Epistemic Objectivity Behind Inductive Probability: Beyond Carnap-Popper Controversy on the Problem of Inductive Logic

  • Jean Claude Nsabimana Arrupe Jesuit University, 16 Link Road, P.O. Box MP 320, Harare, Zimbabwe
Keywords: Science, Induction, Probability, Demarcation, Deduction, Frequentism, Bayesianism.


Science neither aims at having the monopoly over the truth about the world nor establishing a dogmatic knowledge. Natural light of experience is held by empiricists to be the reliable source of human knowledge. Inductive logic has been a leading tool of empirical experiments in justifying and confirming scientific theories with evidence. Science cannot reach where it has reached without inductive logic. Inductive logic has, therefore, played an important role in making science what it is today. Inductive logic helps science to justify its theories not form convictional opinions of scientists but from factual propositions. However, inductive logic has been problematic in the sense that its logic of justification led philosophers of science to demarcation, the distinction of episteme from doxa. At present, some philosophers of science and scientists attempt to justify why science carries out a reliable knowledge. Some have argued for structuralism and realism of scientific theories rather than believing in the course of miracles and others for their historicity. Both views are explanatories of how science works and progresses. This essay recalls the arguments for structures of scientific theories and their historicity. First, the essay analyses the controversy between Rudolf Carnap and Karl Popper on how the problem of inductive logic in confirming scientific theories can be solved.
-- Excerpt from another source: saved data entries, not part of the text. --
PR #2135, opened 2025-04-11
refactor: Add framework for serialising and deserialising enum

rprospero:
This adds a concept for enums with an associated EnumOptions instance.  If you implement the `hasEnumOptions` function for the type, then serialisation of the parameter can be handled automatically.

One caveat is that this will fail for any enums that are not default constructible.  However, I'm not sure it's possible to make an enum that isn't default constructible without conjuring demons.

Note that this does *not* handle the case of deserialising vectors of pointers.

### DIFF
--- a/src/base/enumOptions.h
+++ b/src/base/enumOptions.h
@@ -219,3 +219,9 @@ template <class E> class EnumOptions : public EnumOptionsBase
 
     E deserialise(const SerialisedValue &node) { return enumeration(std::string(node.as_string())); }
 };
+
+template <typename T>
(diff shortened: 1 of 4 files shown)


rprospero:
Update:  This PR now *does* handle vectors of pointers.  It handles them by ignoring them, just as we ignore pointers, but I believe that that is the right call.  Users aren't entering raw lists of pointers, so every vector like this will ultimately be populated by some upstream module.

RobBuchananCompPhys (approved):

In so doing, the essay refers to empirical probabilities as well as the limits calculus. Second, the essay merges frequentist and Bayesian approaches to determine how scientific theories are to be confirmed or refuted. Third, the use of a new form of Bayesian Theorem will show how mathematical and logical structures respond to some of the important questions that arise from the historical and realistic views about scientific theories.The essay argues for epistemic objectivity behind inductive probability, the key issue of the controversy in question, and proves that the truth about the world is symmetric.